→ Required action: The records below should be set down in full, please, without any change.

→ Working data:
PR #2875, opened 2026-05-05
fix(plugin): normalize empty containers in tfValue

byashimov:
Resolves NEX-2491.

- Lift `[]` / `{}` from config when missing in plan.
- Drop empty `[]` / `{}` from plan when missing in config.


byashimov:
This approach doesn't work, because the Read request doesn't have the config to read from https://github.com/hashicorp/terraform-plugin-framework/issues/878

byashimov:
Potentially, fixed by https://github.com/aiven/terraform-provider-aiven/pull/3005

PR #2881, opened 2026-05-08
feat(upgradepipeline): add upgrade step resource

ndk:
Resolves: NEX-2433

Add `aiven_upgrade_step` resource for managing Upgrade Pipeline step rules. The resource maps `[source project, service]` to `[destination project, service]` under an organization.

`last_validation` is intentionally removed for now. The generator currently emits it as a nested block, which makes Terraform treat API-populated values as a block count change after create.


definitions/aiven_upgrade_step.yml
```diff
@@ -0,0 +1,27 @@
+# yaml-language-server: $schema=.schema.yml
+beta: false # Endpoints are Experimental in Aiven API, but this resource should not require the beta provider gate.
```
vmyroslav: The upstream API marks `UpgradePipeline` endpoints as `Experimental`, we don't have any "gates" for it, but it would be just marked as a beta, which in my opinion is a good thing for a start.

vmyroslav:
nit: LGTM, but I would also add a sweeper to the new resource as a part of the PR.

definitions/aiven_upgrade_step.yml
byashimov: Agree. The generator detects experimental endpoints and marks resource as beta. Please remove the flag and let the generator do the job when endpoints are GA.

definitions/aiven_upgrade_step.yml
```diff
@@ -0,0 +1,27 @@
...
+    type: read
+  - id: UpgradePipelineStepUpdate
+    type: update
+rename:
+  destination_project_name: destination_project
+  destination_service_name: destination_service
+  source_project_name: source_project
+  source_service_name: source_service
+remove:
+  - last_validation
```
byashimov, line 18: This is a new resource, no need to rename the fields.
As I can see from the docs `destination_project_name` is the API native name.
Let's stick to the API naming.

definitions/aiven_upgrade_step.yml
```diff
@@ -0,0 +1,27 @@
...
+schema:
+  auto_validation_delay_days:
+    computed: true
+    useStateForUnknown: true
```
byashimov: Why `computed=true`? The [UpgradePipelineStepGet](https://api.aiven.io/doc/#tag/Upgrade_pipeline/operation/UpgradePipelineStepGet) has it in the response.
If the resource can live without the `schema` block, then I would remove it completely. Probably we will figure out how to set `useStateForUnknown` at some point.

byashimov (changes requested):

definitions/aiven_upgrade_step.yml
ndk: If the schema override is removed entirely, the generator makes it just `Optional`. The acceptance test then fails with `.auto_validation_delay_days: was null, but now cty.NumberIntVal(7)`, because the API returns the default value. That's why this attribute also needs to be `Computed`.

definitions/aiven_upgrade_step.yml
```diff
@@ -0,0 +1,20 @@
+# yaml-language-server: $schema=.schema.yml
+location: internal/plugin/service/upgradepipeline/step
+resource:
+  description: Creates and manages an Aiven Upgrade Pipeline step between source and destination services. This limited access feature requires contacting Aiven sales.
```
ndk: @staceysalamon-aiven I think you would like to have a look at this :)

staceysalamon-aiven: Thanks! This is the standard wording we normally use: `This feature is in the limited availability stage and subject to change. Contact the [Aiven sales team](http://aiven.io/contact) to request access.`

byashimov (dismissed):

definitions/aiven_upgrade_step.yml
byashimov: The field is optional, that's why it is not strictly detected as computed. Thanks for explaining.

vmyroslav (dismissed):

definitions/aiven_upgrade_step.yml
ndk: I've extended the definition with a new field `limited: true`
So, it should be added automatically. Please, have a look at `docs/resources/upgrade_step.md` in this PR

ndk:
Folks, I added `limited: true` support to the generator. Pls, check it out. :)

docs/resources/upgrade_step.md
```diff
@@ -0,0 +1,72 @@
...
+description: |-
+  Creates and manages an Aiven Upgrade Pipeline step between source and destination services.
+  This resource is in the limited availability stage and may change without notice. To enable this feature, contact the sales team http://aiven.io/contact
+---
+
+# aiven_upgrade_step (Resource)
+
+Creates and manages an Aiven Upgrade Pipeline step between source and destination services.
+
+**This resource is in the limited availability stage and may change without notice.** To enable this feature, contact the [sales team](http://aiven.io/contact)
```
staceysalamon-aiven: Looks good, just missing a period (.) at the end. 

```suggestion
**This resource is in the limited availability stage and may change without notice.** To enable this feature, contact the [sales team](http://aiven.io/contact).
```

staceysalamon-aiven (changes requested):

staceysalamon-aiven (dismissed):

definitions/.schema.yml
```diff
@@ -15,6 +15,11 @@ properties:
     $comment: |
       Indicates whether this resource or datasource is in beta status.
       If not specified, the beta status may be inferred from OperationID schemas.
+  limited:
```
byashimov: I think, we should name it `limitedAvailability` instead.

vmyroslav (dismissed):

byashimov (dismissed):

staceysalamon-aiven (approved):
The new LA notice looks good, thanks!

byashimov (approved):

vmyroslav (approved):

→ Result:
PR #2875, opened 2026-05-05
fix(plugin): normalize empty containers in tfValue

byashimov:
Resolves NEX-2491.

- Lift `[]` / `{}` from config when missing in plan.
- Drop empty `[]` / `{}` from plan when missing in config.


byashimov:
This approach doesn't work, because the Read request doesn't have the config to read from https://github.com/hashicorp/terraform-plugin-framework/issues/878

byashimov:
Potentially, fixed by https://github.com/aiven/terraform-provider-aiven/pull/3005

PR #2881, opened 2026-05-08
feat(upgradepipeline): add upgrade step resource

ndk:
Resolves: NEX-2433

Add `aiven_upgrade_step` resource for managing Upgrade Pipeline step rules. The resource maps `[source project, service]` to `[destination project, service]` under an organization.

`last_validation` is intentionally removed for now. The generator currently emits it as a nested block, which makes Terraform treat API-populated values as a block count change after create.


definitions/aiven_upgrade_step.yml
```diff
@@ -0,0 +1,27 @@
+# yaml-language-server: $schema=.schema.yml
+beta: false # Endpoints are Experimental in Aiven API, but this resource should not require the beta provider gate.
```
vmyroslav: The upstream API marks `UpgradePipeline` endpoints as `Experimental`, we don't have any "gates" for it, but it would be just marked as a beta, which in my opinion is a good thing for a start.

vmyroslav:
nit: LGTM, but I would also add a sweeper to the new resource as a part of the PR.

definitions/aiven_upgrade_step.yml
byashimov: Agree. The generator detects experimental endpoints and marks resource as beta. Please remove the flag and let the generator do the job when endpoints are GA.

definitions/aiven_upgrade_step.yml
```diff
@@ -0,0 +1,27 @@
...
+    type: read
+  - id: UpgradePipelineStepUpdate
+    type: update
+rename:
+  destination_project_name: destination_project
+  destination_service_name: destination_service
+  source_project_name: source_project
+  source_service_name: source_service
+remove:
+  - last_validation
```
byashimov, line 18: This is a new resource, no need to rename the fields.
As I can see from the docs `destination_project_name` is the API native name.
Let's stick to the API naming.

definitions/aiven_upgrade_step.yml
```diff
@@ -0,0 +1,27 @@
...
+schema:
+  auto_validation_delay_days:
+    computed: true
+    useStateForUnknown: true
```
byashimov: Why `computed=true`? The [UpgradePipelineStepGet](https://api.aiven.io/doc/#tag/Upgrade_pipeline/operation/UpgradePipelineStepGet) has it in the response.
If the resource can live without the `schema` block, then I would remove it completely. Probably we will figure out how to set `useStateForUnknown` at some point.

byashimov (changes requested):

definitions/aiven_upgrade_step.yml
ndk: If the schema override is removed entirely, the generator makes it just `Optional`. The acceptance test then fails with `.auto_validation_delay_days: was null, but now cty.NumberIntVal(7)`, because the API returns the default value. That's why this attribute also needs to be `Computed`.

definitions/aiven_upgrade_step.yml
```diff
@@ -0,0 +1,20 @@
+# yaml-language-server: $schema=.schema.yml
+location: internal/plugin/service/upgradepipeline/step
+resource:
+  description: Creates and manages an Aiven Upgrade Pipeline step between source and destination services. This limited access feature requires contacting Aiven sales.
```
ndk: @staceysalamon-aiven I think you would like to have a look at this :)

staceysalamon-aiven: Thanks! This is the standard wording we normally use: `This feature is in the limited availability stage and subject to change. Contact the [Aiven sales team](http://aiven.io/contact) to request access.`

byashimov (dismissed):

definitions/aiven_upgrade_step.yml
byashimov: The field is optional, that's why it is not strictly detected as computed. Thanks for explaining.

vmyroslav (dismissed):

definitions/aiven_upgrade_step.yml
ndk: I've extended the definition with a new field `limited: true`
So, it should be added automatically. Please, have a look at `docs/resources/upgrade_step.md` in this PR

ndk:
Folks, I added `limited: true` support to the generator. Pls, check it out. :)

docs/resources/upgrade_step.md
```diff
@@ -0,0 +1,72 @@
...
+description: |-
+  Creates and manages an Aiven Upgrade Pipeline step between source and destination services.
+  This resource is in the limited availability stage and may change without notice. To enable this feature, contact the sales team http://aiven.io/contact
+---
+
+# aiven_upgrade_step (Resource)
+
+Creates and manages an Aiven Upgrade Pipeline step between source and destination services.
+
+**This resource is in the limited availability stage and may change without notice.** To enable this feature, contact the [sales team](http://aiven.io/contact)
```
staceysalamon-aiven: Looks good, just missing a period (.) at the end. 

```suggestion
**This resource is in the limited availability stage and may change without notice.** To enable this feature, contact the [sales team](http://aiven.io/contact).
```

staceysalamon-aiven (changes requested):

staceysalamon-aiven (dismissed):

definitions/.schema.yml
```diff
@@ -15,6 +15,11 @@ properties:
     $comment: |
       Indicates whether this resource or datasource is in beta status.
       If not specified, the beta status may be inferred from OperationID schemas.
+  limited:
```
byashimov: I think, we should name it `limitedAvailability` instead.

vmyroslav (dismissed):

byashimov (dismissed):

staceysalamon-aiven (approved):
The new LA notice looks good, thanks!

byashimov (approved):

vmyroslav (approved):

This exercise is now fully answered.